他只是细细摩挲着那柔软发尾,只是凝神地注视着他——也许他是想要从细枝末节中找出Ming在撒谎的证据;也许他只是想看看自己偶尔说出那么一两句略微亲昵的话语时,Ming会有的反应;也许他只是想用那些反应证明Ming根本不喜欢疏眠,至于为什么要证明这一点,艾登不知道。
他只是喜欢这么做。
但这能被称为爱吗?艾登心想,他记起疏眠对爱情的描述,然而他对Ming的感情似乎并没有言语中描绘的那般热烈,更多是淡淡的,细水长流的,像有一天打开家门,突然发现了自己小时候爱不释手的安抚玩偶,有种既陌生又熟悉的亲密。于是便时常将那安抚玩偶带在身边,形影不离,偶尔拿出来摆弄一番,也别有乐趣。
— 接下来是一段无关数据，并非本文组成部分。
Issue #19, opened 2025-01-27
Add normalizer to the dataset


yawenzzzz:
Either preload from a multimodal normalizer, or compute directly from the dataset.

PR #62, opened 2025-02-13
Add normalization to modality data

yawenzzzz:
Issue #19. 

Based on rslearn and Presto, I added two normalization strategies:

1. Predefined min/max values
2. Computed values (calculates mean & std offline and applies a std multiplier)

Normalization can be applied per modality, allowing more flexibility, e.g., using predefined values for WorldCover, latlon, while applying computed values for Sentinel-1 and Sentinel-2.

I think later we can have a lookup table to map each modality to its normalization strategy.

### DIFF
--- a/helios/data/normalize.py
+++ b/helios/data/normalize.py
@@ -36,7 +36,8 @@ class Normalizer:
 
         Args:
             strategy: The strategy to use for normalization (predefined or computed).
-            std_multiplier: The multiplier for the standard deviation when using computed values.
+            std_multiplier: Optional, only for strategy COMPUTED.
+                            The multiplier for the standard deviation when using computed values.
 
         Returns:
             None


helios/data/dataset.py
```diff
@@ -307,19 +310,22 @@ def __getitem__(self, index: int) -> HeliosSample:
...
+            if modality == Modality.SENTINEL1:
+                image = convert_to_db(image)
+            # Normalize data using predefined or computed values
+            if NORMALIZE_STRATEGY[modality] == Strategy.PREDEFINED:
+                sample_dict[modality.name] = self.normalizer_predefined.normalize(
+                    modality, image
+                ).astype(self.dtype)
+            elif NORMALIZE_STRATEGY[modality] == Strategy.COMPUTED:
+                sample_dict[modality.name] = self.normalizer_computed.normalize(
+                    modality, image
```
Hgherzog: nit: apply astype to the data once after the normalizing step and then assign to the dictionary once

helios/data/normalize.py
```diff
@@ -0,0 +1,114 @@
...
+            data: The data to normalize.
+
+        Returns:
+            The normalized data.
+        """
+        modality_bands = modality.band_order
+        modality_norm_values = self.norm_config[modality.name]
+        # When using predefined values, we have the min and max values for each band
+        if self.strategy == Strategy.PREDEFINED:
+            min_vals = []
```
Hgherzog: suggestion: Have separate methods for the different strategies so they can be tested independently

yawenzzzz: Good call, I'm actually also thinking separating them this morning. Fixed.

helios/data/dataset.py
yawenzzzz: Sure, fixed.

更何况,反过来,Ming对他的,也能称得上是爱吗?当自己反握住他的手时,他却突然想要离开,是不是他误会了什么?是他觉得自己的道谢不够真挚,那是那一瞬间的动作对他而言太过亲密,他认为要适当地拉开一些距离?这难道不能说明他其实根本对自己没有旖旎的想法吗?
或许,他们只是两个都不明白友谊界限应该在哪的直男,只是对彼此的依赖稍稍超过了正常的限度罢了。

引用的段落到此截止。